Lladoc vs. Commissioner of Internal Revenue(CIR)

Facts:
M.B. Estate, Inc., of Bacolod City, Donated P10,000.00 in cash to Fr. Crispin Ruiz
for the construction of a new Catholic Church in the locality of Victorias, Negros
Occidental. On March 3, 1958, M.B. Estate, Inc., filed the donors gift tax return and
on April 29, 1960, respondent CIR issued an assessment for the donees gift tax
against the current parish priest of Victorias, Negros Occidental, herein petitioner,
Fr. Casimiro Lladoc. The tax amounted to 1,370.00 including surcharges, interests
and the compromise for late filing of the return.
Petitioner protested and requested withdrawal but was denied by the CIR. Petitioner
appealed to the Court of Tax Appeals claiming that he should not be made liable for
the tax because he was not the parish priest then who accepted the donation. The
Court of Tax Appeals held that the decision of CIR except for the payment of the
compromise for the late filing of the return. It held that it is only property or real
estate taxes which are exempted not excise tax.

Issue:
Whether Lladoc should be exempted from paying taxes

Held:
No. The Supreme Court held that, Section 22 (3), Art. VI of the Constitution of the
Philippines, exempts from taxation cemeteries, churches and parsonages or convents,
appurtenant thereto, and all lands, buildings, and improvements used exclusively for
religious purposes.
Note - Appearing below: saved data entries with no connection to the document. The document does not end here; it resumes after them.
PR #17930, opened 2020-06-14
Fix bugs of hmac tool and add more logs

chizhg:
1. Fix some nil errors by initializing the map correctly

2. Skip the global token when collecting repos to be removed, as we never want to delete it

3. The global hmac token got from the secret in the old format can possibly have an extra `\n`, use `strings.TrimSpace` to remove it before writing the token back to the secret

4. Change the generated token length to 20 bytes (a string of length 40), to follow what we have in the manual deployment instruction - https://github.com/kubernetes/test-infra/blob/master/prow/getting_started_deploy.md#create-the-github-secrets

5. In the org level webhook events, the `Repo` field can be possibly empty, see https://developer.github.com/webhooks/event-payloads/#webhook-payload-object-common-properties. So fall back to the `Org` field if `event.Repo.FullName` is empty to have a better support for org level webhook events.

6. Add more debug logs in deleting/updating the webhooks

This time I tested it for all possible scenarios on my local with `--dry-run=false` and it works well.

/assign @cjwagner 
/cc @cjwagner

### DIFF
--- a/prow/cmd/hmac/main.go
+++ b/prow/cmd/hmac/main.go
@@ -125,6 +125,13 @@ func main() {
 	if err := agent.Start([]string{o.github.TokenPath}); err != nil {
 		logrus.WithError(err).Fatalf("Error starting secret agent %s", o.github.TokenPath)
 	}
+
+	var configAgent config.Agent
+	if err := configAgent.Start(o.configPath, ""); err != nil {
+		logrus.WithError(err).Fatal("Error starting config agent.")
+	}
+	newHMACConfig := configAgent.Config().ManagedWebhooks
+
 	gc, err := o.github.GitHubClient(agent, o.dryRun)
 	if err != nil {
 		logrus.WithError(err).Fatal("Error creating github client")
@@ -137,6 +144,12 @@ func main() {
 
 	currentHMACMap := map[string]github.HMACsForRepo{}
 	if err := yaml.Unmarshal(currentHMACYaml, &currentHMACMap); err != nil {
+		// When the token is still a single global token, respect_legacy_global_token must be set to true before running this tool.
+		// This can prevent the global token from being deleted by mistake before users migrate all repos/orgs to use auto-generated private tokens.
+		if !newHMACConfig.RespectLegacyGlobalToken {
+			logrus.Fatal("respect_legacy_global_token must be set to true before the hmac tool is run for the first time.")
+		}
+
 		logrus.WithError(err).Error("Couldn't unmarshal the hmac secret as hierarchical file. Parsing as a single global token and writing it back to the secret.")
 		currentHMACMap["*"] = github.HMACsForRepo{
 			github.HMACToken{
@@ -144,12 +157,6 @@ func main() {
 			},
 		}
 	}
-
-	var configAgent config.Agent
-	if err := configAgent.Start(o.configPath, ""); err != nil {
-		logrus.WithError(err).Fatal("Error starting config agent.")
-	}
-	newHMACConfig := configAgent.Config().ManagedWebhooks
 
 	c := client{
 		kubernetesClient: kc,
@@ -171,7 +178,7 @@ func (c *client) handleConfigUpdate() error {
 	repoRemoved := map[string]bool{}
 	repoRotated := map[string]config.ManagedWebhookInfo{}
 
-	for repoName, hmacConfig := range c.newHMACConfig {
+	for repoName, hmacConfig := range c.newHMACConfig.OrgRepoConfig {
 		if _, ok := c.currentHMACMap[repoName]; ok {
 			repoRotated[repoName] = hmacConfig
 		} else {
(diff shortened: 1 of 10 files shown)


prow/cmd/hmac/main.go
```diff
@@ -178,6 +180,10 @@ func (c *client) handleConfigUpdate() error {
 	}
 
 	for repoName := range c.currentHMACMap {
+		// Skip the global hmac token as it should never be deleted.
+		if repoName == "*" {
+			continue
```
cjwagner, line 185: I don't think this is what we want. It should be possible to remove the global token if it is removed from the golden config. We only want to support the global token until all repos have been migrated to more appropriately scoped tokens. This is important since supporting the global token results in a small window during webhook registration where the global token is respected, even if the repo was never configured to send webhooks using the global token. This is something we'll have to live with during migration, but should be avoided after.

Here is what I'm thinking:
1. The global token value should be determined when migrating from the old hmac secret format (just the raw hmac value) to the new format assuming that `*` exists in the golden config.
1. It should not be rotated based on `tokenCreatedAfter` since we can't rotate the global token.
1. It should be removed when removed from the golden config.

chizhg: Based on our previous discussion, and the [design doc](https://docs.google.com/document/d/1we2DgZd42U0PRhB-XsvP2FJjLHX5dzJPEbXC6gqWkn0/edit#), I think we don't need to have `*` in the golden config:

1. As you mentioned, we cannot rotate the global token based on `tokenCreatedAfter` in the golden config. If we add `*` in the golden config, we'll have to add a comment saying it cannot be rotated, it can be confusing and also needs to be applied on all other Prow instances.

2. After we fully roll out this process, we can change the instructions in https://github.com/kubernetes/test-infra/blob/master/prow/getting_started_deploy.md#create-the-github-secrets to ask users create a secret with the new `*` format, and mention there are two ways to configure the webhook - one is using the global token, and the other is using the hmac management tool.

One issue with this approach is the Prow maintainers will have to manually delete the global token when it's unused. So I'm thinking about another way of handling it - how about we add a new field like `using_global_hmac_token` in the golden config? It will default to be `true`, but can be set to `false` so it's can be deleted by the hmac tool.

The format I'm thinking of is:
```
managed_webhooks:
  using_global_hmac_token: false
  config:
    qux:
      tokenCreatedAfter: 2017-10-02T15:00:00Z
    foo/bar:
      tokenCreatedAfter: 2018-10-02T15:00:00Z
    foo/baz:
      tokenCreatedAfter: 2019-10-02T15:00:00Z
```

cjwagner: Using a separate field in the golden config instead of including `*` sounds good to me. I think we should default to not supporting the global token though since that will be the desired default once existing instances have migrated. We may also want to include `legacy` in the field name to hint that it should be avoided (e.g. `respect_legacy_global_hmac`).

chizhg: Sounds good!
I'll make changes in the design doc and corresponding fix here today.

prow/github/hmac.go
```diff
@@ -55,7 +55,12 @@ func ValidatePayload(payload []byte, sig string, tokenGenerator func() []byte) b
 		return false
 	}
 
-	hmacs, err := extractHMACs(event.Repo.FullName, tokenGenerator)
+	orgRepo := event.Repo.FullName
+	// If orgRepo is empty, the event is probably org-level, so try getting org name from the Org info.
+	if orgRepo == "" {
+		orgRepo = event.Org.Login
```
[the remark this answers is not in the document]
chizhg: Added unit tests for both "org level event" and "repo level event" cases.

prow/cmd/hmac/main.go
chizhg: I have added the `respect_legacy_global_hmac` field based on our discussions here.

However, when I tested with the new format of config, I mistakenly ran the tool with an empty `managed_webhooks` configuration, and it unfortunately deleted my global token since `respect_legacy_global_hmac` is defaulted to be false. I have added some explanation for this field in the `README`, but I'm still worried that other users can possibly make the same disruptive mistake. So I'm now more inclined to my initial idea - set the field name to `using_global_token` and default it to be `true`. It is safer and will be a no-op if users do not configure anything.

WDYT?

cjwagner: I'd prefer for the default to be appropriate for the common case, not the one time migration.
I think we can prevent that mistake if we abort and warn if the `managed_webhooks` config is omitted or if the config is in the old format (just the raw global token) and `respect_legacy_global_hmac` is unset.

chizhg: Great idea! Done.

Please note I have changed `tokenCreatedAfter` to `token_created_after` in the config file as most other field names are using snake case. Now an example configuration is like below:
```yaml
managed_webhooks:
  respect_legacy_global_token: true
  org_repo_config:
    qux:
      token_created_after: 2017-10-02T15:00:00Z
    foo/bar:
      token_created_after: 2018-10-02T15:00:00Z
    foo/baz:
      token_created_after: 2019-10-02T15:00:00Z
```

The exemption is only from the payment of taxes assessed on
such properties enumerated, as property taxes, as contra distinguish ed from excise
taxes. Gift taxes such as in the above mentioned case, are not exempted from tax.
Hence the Church is liable.
Note:
In the end, hindi si father Lladoc yung liable kung di yung Head ng diocese nila,
yung bishop, kaya church nilagay ko sa huli at hindi si Father Lladoc.